PR #386, opened 2023-09-01
fix: remove less used filter

Shane-XB-Qian:
// for unsupported msg of less used lsp server better be using self-custom filter

refine https://github.com/yegappan/lsp/pull/383#issuecomment-1702008031


Shane-XB-Qian:
and https://github.com/yegappan/lsp/pull/387 ?

PR #387, opened 2023-09-03
fix(handlers): ignore `sqlLanguageServer.finishSetup`

maximyurevich:


Shane-XB-Qian:
IMO not worth to add unsupported msg of less used lsp server into common main filter, you can add it via self-custom filter.
// have you seen comment at last similar PR?

--
shane.xb.qian

maximyurevich:
> IMO not worth to add unsupported msg of less used lsp server into common main filter, you can add it via self-custom filter. // have you seen comment at last similar PR?
> […](#)
> -- shane.xb.qian

Why taplo, sqlls or eslint are less used?

yegappan:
---*---
● TASK OBJECTIVE: Could you transcribe the records in full, exactly?

● ANSWER FOR THIS EXERCISE:
PR #386, opened 2023-09-01
fix: remove less used filter

Shane-XB-Qian:
// for unsupported msg of less used lsp server better be using self-custom filter

refine https://github.com/yegappan/lsp/pull/383#issuecomment-1702008031


Shane-XB-Qian:
and https://github.com/yegappan/lsp/pull/387 ?

PR #387, opened 2023-09-03
fix(handlers): ignore `sqlLanguageServer.finishSetup`

maximyurevich:


Shane-XB-Qian:
IMO not worth to add unsupported msg of less used lsp server into common main filter, you can add it via self-custom filter.
// have you seen comment at last similar PR?

--
shane.xb.qian

maximyurevich:
> IMO not worth to add unsupported msg of less used lsp server into common main filter, you can add it via self-custom filter. // have you seen comment at last similar PR?
> […](#)
> -- shane.xb.qian

Why taplo, sqlls or eslint are less used?

yegappan:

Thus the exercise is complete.